Sounds like a fun event. One interesting thing I noticed is that the event starts 30 minutes AFTER sunup, yet there's a "no dock light fishing" provision. Seems a little odd. At what time can people begin to fish docks?


----------



## TidalGuideCo (Oct 7, 2009)

This was an effort to limit people crowding behind houses to fish. The 30 min after sun rise will hopefully minimize this.


----------



## TidalGuideCo (Oct 7, 2009)

BUMP! Extended forecast looks good so far. Remember, no registration required, fish that day with your one fly, keep track of fish and length, show up at Harbor Walk Ships Store at 4 with you 10 Flies, Beer or drink of choice to share, and your food dish to share.


----------



## TidalGuideCo (Oct 7, 2009)

Bump! Conditions will be tricky but it should be fun. Remember, half the flies will be donated to wounded warriors. 

Shoot me a PM on details to get through the gate, or if you need directions.


----------



## Golden (Aug 1, 2006)

Well ...so who won??????? Haven't heard a word on this or on any of the other local flyfishing sites. Where are some pictures, let see some flys, how many flys were donated, and to whom. What did you eat and drink????


----------



## southpaw (Feb 25, 2009)

I think Dawg won


----------



## Golden (Aug 1, 2006)

Well let's hear it from the Dawg...How'd it go. What was the attendance like...what was the winning total? Give us some info. Pictures Please!


----------



## southpaw (Feb 25, 2009)

http://www.fishwestend.com/forum/showthread.php/14502-West-Bay-One-Fly-Redfish-Tourney/page3

Mad props to Dawg for winning, but more importantly for also braving the weather and supporting the cause. He's a better man than I


----------



## TidalGuideCo (Oct 7, 2009)

Unfortunately we did not have a good showing. Dawg won by default. The 20+ mph winds were a little tricky. I actually broke my push pole staking out. A few folks who didn't make it to the weigh in are sending in flies for the donation to Project Healing Waters. If any one is interested in still donating flies, pm me and I will send you the address. 

The next one will have a more advance notice, and cover a period days to allow for better participation and conditions.

Dawg was kind enough to donate his winnings. 

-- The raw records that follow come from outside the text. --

PR #341, opened 2021-10-01
sched.h

AngheloAlf:
---

As we discussed in discord, this PR aims to unbloat a bit some headers, in this case unbloat `z64.h` with the creation of `sched.h`
`sched.h` is still being included in `z64.h` because some stuff in that header needs it. Changing it to not include it would require a bigger change which is out of the scope of this PR.


include/PR/sched.h
```diff
@@ -0,0 +1,74 @@
+#ifndef SCHED_H
```
Thar0, line 1: The scheduler used in Zelda 64 is different to the scheduler of libultra. I don't think this should be in the PR directory.

include/PR/sched.h
```diff
@@ -0,0 +1,74 @@
...
+    /* 0x0C */ CfbInfo* framebuffer;
+    /* 0x10 */ OSTask   list;
+    /* 0x50 */ OSMesgQueue* msgQ;
+    /* 0x54 */ OSMesg   msg;
+} OSScTask; // size = 0x58
+
+typedef struct IrqMgrClient {
+    /* 0x0 */ struct IrqMgrClient* next;
+    /* 0x4 */ OSMesgQueue* queue;
+} IrqMgrClient; // size = 0x8
```
Thar0, line 50: This doesn't belong here. I think an `irqmgr.h` should be created and included here to contain this and other related structures like the `IrqMgr` structure itself.

Thar0 (changes requested):
This is a good change but I feel some of the specifics should be a little different.

include/PR/sched.h
```diff
@@ -0,0 +1,38 @@
...
+#define OS_SC_DP                0x0001
+#define OS_SC_SP                0x0002
+#define OS_SC_YIELD             0x0010
+#define OS_SC_YIELDED           0x0020
+
+typedef struct OSScTask {
+    /* 0x00 */ struct OSScTask* next;
+    /* 0x04 */ u32      state;
+    /* 0x08 */ u32      flags;
+    /* 0x0C */ void*    framebuffer; // CfbInfo*
```
hensldm, line 27: Out of curiosity, why is this being changed to `void*`?

AngheloAlf: This header is a libultra header,  so it should only contain general types provided by libultra.
`CfbInfo` is part of the Zelda64 specific scheduler (which uses parts of the libultra stuff).

Since libultra headers shouldn't be including Zelda64 specific headers, then it was just left as a `void*`

hensldm: That makes sense. With that in mind, I think I'd prefer to remove the `CfbInfo*` comment out of this header as well and remove all references to z64 specific stuff. Perhaps a macro would be better suited in the z64 scheduler header for this kind of documentation like 
`FRAMEBUFFER(task) ((CfbInfo*)(task)->framebuffer)`.

hensldm (approved):
Just one possible doc suggestion, though am perfectly fine with approving it as is.

include/PR/sched.h
AngheloAlf: That's actually a good idea. I'll change it

Kenix3:
I miscounted before, merge is still pending +1 contributor.

engineer124 (approved):

PR #346, opened 2021-10-03
En_Giant OK

tom-overton:
---

This is a really hard actor to document without being able to see its animations, since most of the actor's functionality is related to playing the right animation in the right circumstances. I documented what I could, like what the various `param` values mean.


include/functions.h
```diff
@@ -1738,7 +1738,7 @@ void Font_LoadOrderedFont(Font* font);
 // void func_800F50D4(void);
 void Kankyo_Init(GlobalContext* globalCtx, EnvironmentContext* envCtx);
 u32 func_800F5954(u8* param_1, u32 param_2, u32 param_3, u8 param_4, u8 param_5);
-// void func_800F5A8C(void);
+f32 func_800F5A8C(u16 param_1, u16 param_2, u16 param_3, GlobalContext* globalContext);
```
EllipticEllipsis, line 1741: Could you change these to use arg0, arg1, etc.? I'd like to standardise this header to only use arg over param

src/overlays/actors/ovl_En_Giant/z_en_giant.c
```diff
@@ -26,42 +31,449 @@ const ActorInit En_Giant_InitVars = {
...
+extern AnimationHeader D_06013FE8;
+extern AnimationHeader D_06015334;
+extern AnimationHeader D_06017944;
+
+static AnimationHeader* sAnimationTable[] = {
+    &D_06008394, &D_060096E4, &D_060102A4, &D_060116E4, &D_06012A38, &D_06013004, &D_06013FE8, &D_06015334,
+    &D_06017944, &D_0600A1C4, &D_0600D040, &D_0600DE84, &D_0600ACA4, &D_0600B784, &D_0600C5D4,
+};
+
+static TexturePtr sFaceTextures[] = { D_06005A80, D_06006280, D_06006A80 };
```
EllipticEllipsis, line 61: These can go in the Draw function, most likely. You can add some comments to remind you for when you do the object if that's helpful.

src/overlays/actors/ovl_En_Giant/z_en_giant.c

Hopefully we can come up with a better plan next time in order to achieve a better turn out. I think the cause is worth while, as anything we can do to spread the sport and help troops coming home from action is a good thing.


----------



## Joe. T. (Jun 7, 2008)

id be glad to donate some flies .send me a pm.thanks


----------



## Dawg (Oct 4, 2010)

Can't wait for the next one to defend my championship.lol Hope the next one has a better turnout for this good cause. Get them flies tied up & sent to Brandon.


----------